Factoring in pandemic and other blues

The pandemic has been a spoilsport for these students. While Ankur admitted that the two-year pandemic hiatus had forced him to change his plans to go abroad, Pritika felt it had forced her to limit her applications by cutting down on her extracurricular activities and distracting her concentration. Shubhayam mentioned how they had to study under tremendous work pressure during the uncertain time. 
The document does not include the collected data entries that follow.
PR #1788, opened 2026-07-13
BINIUS-279: single-instance BLAKE3 and Keccak M4 proving tests

tcoratger:
Closes [BINIUS-279](https://linear.app/jimpo/issue/BINIUS-279).

Proves one BLAKE3 compression and one Keccak permutation through the M4 prover, each once, under timing spans. With tracing on, this shows the per-phase breakdown of a single proof. No prover change.

### The problem

There is no easy way to see where M4 proving time goes for a single hash primitive.

- The benchmarks prove large batches, which is right for throughput but hides the per-phase shape of one proof.
- The existing round-trip tests use a CRC circuit and an XMSS circuit, not the standard hash primitives.
- Keccak has no M4 proving path at all yet, only a witness-generation benchmark.

### The idea

Prove one primitive a single time, inside a timing span.

- The prover is already deeply instrumented: the commit and opening spans come from the FRI layers, and the reduction emits its own spans.
- Wrapping the proof in one span makes those nest beneath it.
- With a tree-printing subscriber, the result is a per-phase breakdown: encode, Merkle commit, the univariate zerocheck round, the shift sumchecks, and the FRI folding and queries.

No prover change is needed; the tests only supply the workload and turn tracing on.

### The change

- **new** integration test `crates/m4-prover/tests/prove_hash_primitives.rs`: two tests, one BLAKE3 compression and one Keccak permutation, each a single instance.
- each circuit allocates its inputs as witness wires, so it has no inout wires and is eligible for the batch witness table; the output is force-committed to keep the computation alive.
- a small tracing initializer, mirroring the one in the examples, prints the timing tree and is a no-op if a subscriber is already installed.
- **changed** `crates/m4-prover/Cargo.toml`: adds the tracing dev-dependencies.

### Scope

- reuses the existing BLAKE3 and Keccak circuit gadgets; the prover and verifier are untouched.
- adds the first path that proves a Keccak permutation through M4.

### Verification

- `cargo check --workspace --all-targets`, `clippy -p binius-m4-prover --all-targets`, nightly `fmt --check` — clean.
- `cargo test -p binius-m4-prover --test prove_hash_primitives` — both tests pass.

### Running with the timing tree

```text
RUST_LOG=debug cargo test -p binius-m4-prover --test prove_hash_primitives \
    prove_blake3_compression -- --nocapture
```

### DIFF
--- a/crates/m4-prover/tests/prove_hash_primitives.rs
+++ b/crates/m4-prover/tests/prove_hash_primitives.rs
@@ -29,7 +29,7 @@ use tracing_forest::ForestLayer;
 use tracing_subscriber::{EnvFilter, layer::SubscriberExt, util::SubscriberInitExt};
 
 /// Base-2 logarithm of the instance count.
-const LOG_INSTANCES: usize = 0;
+const LOG_INSTANCES: usize = 10;
 
 /// Base-2 logarithm of the inverse Reed-Solomon rate: rate 1/2, matching the hash benches.
 const LOG_INV_RATE: usize = 1;
@@ -47,7 +47,7 @@ fn init_tracing() {
 	// Default to DEBUG, the level the prover's spans are recorded at.
 	// RUST_LOG overrides this default.
 	let env_filter = EnvFilter::builder()
-		.with_default_directive(LevelFilter::DEBUG.into())
+		.with_default_directive(LevelFilter::WARN.into())
 		.from_env_lossy();
 
 	// A second call does nothing once a global subscriber is installed.
--- a/crates/m4-prover/tests/prove_hash_primitives.rs
+++ b/crates/m4-prover/tests/prove_hash_primitives.rs
@@ -28,7 +28,7 @@ use tracing::{info_span, level_filters::LevelFilter};
 use tracing_forest::ForestLayer;
 use tracing_subscriber::{EnvFilter, layer::SubscriberExt, util::SubscriberInitExt};
 
-/// Base-2 logarithm of the instance count: one instance, since each primitive is proved once.
+/// Base-2 logarithm of the instance count.
 const LOG_INSTANCES: usize = 0;
 
 /// Base-2 logarithm of the inverse Reed-Solomon rate: rate 1/2, matching the hash benches.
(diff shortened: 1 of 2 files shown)


crates/m4-prover/tests/prove_hash_primitives.rs
```diff
@@ -0,0 +1,236 @@
...
+///
+/// The subscriber prints each root span's duration and its children's share of it.
+/// Verbosity defaults to `DEBUG`, the level at which the prover's spans are recorded.
+/// `RUST_LOG` overrides that default.
+/// A call after a subscriber is already installed does nothing.
+fn init_tracing() {
+	// Default to DEBUG, the level the prover's spans are recorded at.
+	// RUST_LOG overrides this default.
+	let env_filter = EnvFilter::builder()
+		.with_default_directive(LevelFilter::DEBUG.into())
```
jimpo:
```suggestion
		.with_default_directive(LevelFilter::WARN.into())
```

crates/m4-prover/tests/prove_hash_primitives.rs
```diff
@@ -0,0 +1,236 @@
...
+use binius_prover::OptimalPackedB128;
+use binius_transcript::ProverTranscript;
+use binius_verifier::config::StdChallenger;
+use rand::prelude::*;
+use tracing::{info_span, level_filters::LevelFilter};
+use tracing_forest::ForestLayer;
+use tracing_subscriber::{EnvFilter, layer::SubscriberExt, util::SubscriberInitExt};
+
+/// Base-2 logarithm of the instance count: one instance, since each primitive is proved once.
+const LOG_INSTANCES: usize = 0;
```
jimpo:
```suggestion
const LOG_INSTANCES: usize = 10;
```

crates/m4-prover/tests/prove_hash_primitives.rs
```diff
@@ -0,0 +1,236 @@
...
+use binius_m4_verifier::Verifier;
+use binius_prover::OptimalPackedB128;
+use binius_transcript::ProverTranscript;
+use binius_verifier::config::StdChallenger;
+use rand::prelude::*;
+use tracing::{info_span, level_filters::LevelFilter};
+use tracing_forest::ForestLayer;
+use tracing_subscriber::{EnvFilter, layer::SubscriberExt, util::SubscriberInitExt};
+
+/// Base-2 logarithm of the instance count: one instance, since each primitive is proved once.
```
jimpo:
```suggestion
/// Base-2 logarithm of the instance count.
```

jimpo (approved):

Many students said there was immense pressure due to the college entrance exams they had to write. “Almost every college has their own entrance exam. Some exams like CUET (Common University Entrance Test) have a syllabus that is heavily based on CBSE, giving students from a specific board an advantage over those from other boards. The cost of applying for each individual college’s entrance test also adds up,” said Devansh. 

Devansh Jogani

Devansh Jogani

On his part, Krish said he had considered studying in India, but his desire to study at the best institute limited him only to IITs. “To secure a seat in IITs, you need to ace the Joint Entrance Examination (JEE) Advanced. But I had focused just on my boards, so I knew I would find a better college abroad.”

Pritika Garodia

Pritika Garodia

But even getting to the best colleges is only half the battle won. Krish admitted that there were a lot of anxieties attached with new beginnings. “I may be the topper of my school, but I’ll be competing against toppers of 20 other schools at my new college. Going to a new country isn’t easy. No matter how great everything seems from afar, we are all anxious about what will happen next,” he signed off.